> [Brief]
Check every line below for the string "source", and copy the lines that contain it.

> [Given information]
PR #3081, opened 2024-08-02
ICU-22825 Fix memLeak during error in tznames_impl.cpp

FrankYFTang:
##### Checklist

- [X] Required: Issue filed: https://unicode-org.atlassian.net/browse/ICU-22825

### DIFF
--- a/icu4c/source/i18n/tznames_impl.cpp
+++ b/icu4c/source/i18n/tznames_impl.cpp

> [Answer box]
--- a/icu4c/source/i18n/tznames_impl.cpp
+++ b/icu4c/source/i18n/tznames_impl.cpp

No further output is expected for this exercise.